When I first met the concept of "characters" of topological groups in Pontryagin's book "Topological groups", it was defined as follows:
Let $G$ be a topological group. A character of $G$ is a homomorphism of topological groups from $G$ to the torus $T=\mathbb{R}/\mathbb{Z}$. Here, the torus $T$ has the induced topology from the usual topology of the real line $\mathbb{R}$.
I found the same definition on Wikipedia. So, I think this is a standard definition of character. But, in a lot of modern articles, it seems to me that characters are defined as follows:
Let $G$ be a topological group.

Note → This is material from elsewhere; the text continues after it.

PR #525, opened 2025-07-01
[example] Group all examples under one project

sebsto:
All the examples are now under one Swift project (one `Package.swift` file)

### Motivation:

A character of $G$ is a homomorphism of topological groups from $G$ to the discrete additive group $\mathbb{Q}/\mathbb{Z}$.
Clearly, these two definitions cannot be the same for all topological groups. However, if $G$ is a (discrete) finite group, then the two definitions agree.
Questions:
What kind of conditions on a topological group $G$ one needs in order to identify the two definitions of character?
If $G$ is a "profinite group", then do the two definitions agree? If the answer is yes, then how can one prove it?
Please give me any advice.
Later
I found a way to answer the second question. One only needs to show the following: for any profinite group $G$ and any continuous homomorphism $f:G \to T$, the image of $f$ is finite. This statement can be shown as follows. The torus $T$ has an open neighborhood $U$ of $0$ which contains no non-trivial subgroup of $T$. Since $G$ is profinite, there exists an open normal subgroup $H$ of $G$ satisfying $H \subset f^{-1}(U)$. This implies $H \subset \ker(f)$. So, the map $f$ factors through the finite group $G/H$. This implies that the image of $f$ is finite.
Hence the two definitions of character agree for any profinite group.